In aerial sensor systems, detecting helicopters against diverse backgrounds remains challenging due to environmental camouflage. This paper proposes an end-to-end framework for generating adaptive camouflage patterns to evade YOLO-based object detection. Starting with synthetic sensor imagery (background + transparent helicopter overlay), we employ a fine-tuned YOLOv8m for precise VTOL mask extraction, followed by KMeans clustering with Gaussian blur for dominant color extraction from the background. These colors guide Stable Diffusion inpainting to synthesize full-screen camouflage textures, which are then masked and overlapped onto the helicopter region.

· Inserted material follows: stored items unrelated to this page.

PR #2370, opened 2018-03-28
fix(validation): Reject URLs with unexpected characters.

rfk:
Previously we could accept URLs with unescaped special characters such as newlines or unicode, which means we were depending on other layers of the code to handle them correctly.  This change makes the
requestor responsible for properly escaping any special characters in their URLs before passing them in to us.

@philbooth r?

### DIFF
--- a/lib/routes/validators.js
+++ b/lib/routes/validators.js
@@ -4,9 +4,9 @@
 
 'use strict'
 
-var url = require('url')
-var punycode = require('punycode.js')
-var isA = require('joi')
+const { URL } = require('url')
+const punycode = require('punycode.js')
+const isA = require('joi')
 
 // Match any non-empty hex-encoded string.
 module.exports.HEX_STRING = /^(?:[a-fA-F0-9]{2})+$/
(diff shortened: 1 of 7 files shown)


lib/routes/validators.js
```diff
@@ -134,40 +134,67 @@ module.exports.isValidEmailAddress = function(value) {
...
+      }
+    }
+  )
+  return validator
+}
+
+module.exports.isValidUrl = function (url, hostnameRegex) {
+  let parsed
+  try {
+    parsed = new URL(url)
```
rfk: I switched to the new `URL` class because it does the right thing with unescaped special characers:

```
> const { URL } = require('url')
> new URL('https://test\u010Dme.com').href
'https://xn--testme-l2a.com/'
> new URL('https://test.me/special/\u010D/chars').href
'https://test.me/special/%C4%8D/chars'
```

lib/routes/validators.js
```diff
@@ -134,40 +134,67 @@ module.exports.isValidEmailAddress = function(value) {
...
     }
   )
-  return redirectTo
+  return validator
 }
 
-module.exports.isValidUrl = function (redirect, hostnameRegex) {
-  var parsed = url.parse(redirect)
+module.exports.url = function url(options) {
+  const validator = isA.string().max(512).uri(options)
```
philbooth: I notice that in the place where we use this validator, it does `max(255)` itself. Is `512` here a touch on the generous side? Could we make this `255` and then eliminate the other call to `max`?

lib/routes/validators.js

Evaluated on a 920-image dataset across multiple backgrounds, our method achieves a 97.6% reduction in mAP@0.5 (from 0.8175 to 0.0196) on 751 camouflaged images against a fine-tuned YOLOv8m model, with recall dropping by 95.9%. Even against a helicopter-specialized Defence model, mAP@0.5 drops by 89.6% (from 0.1178 to 0.0123). Ablation studies confirm the synergy of YOLO masking and color-guided inpainting. This sensor-fusion approach enhances stealth in unmanned aerial surveillance, with implications for civilian aviation safety.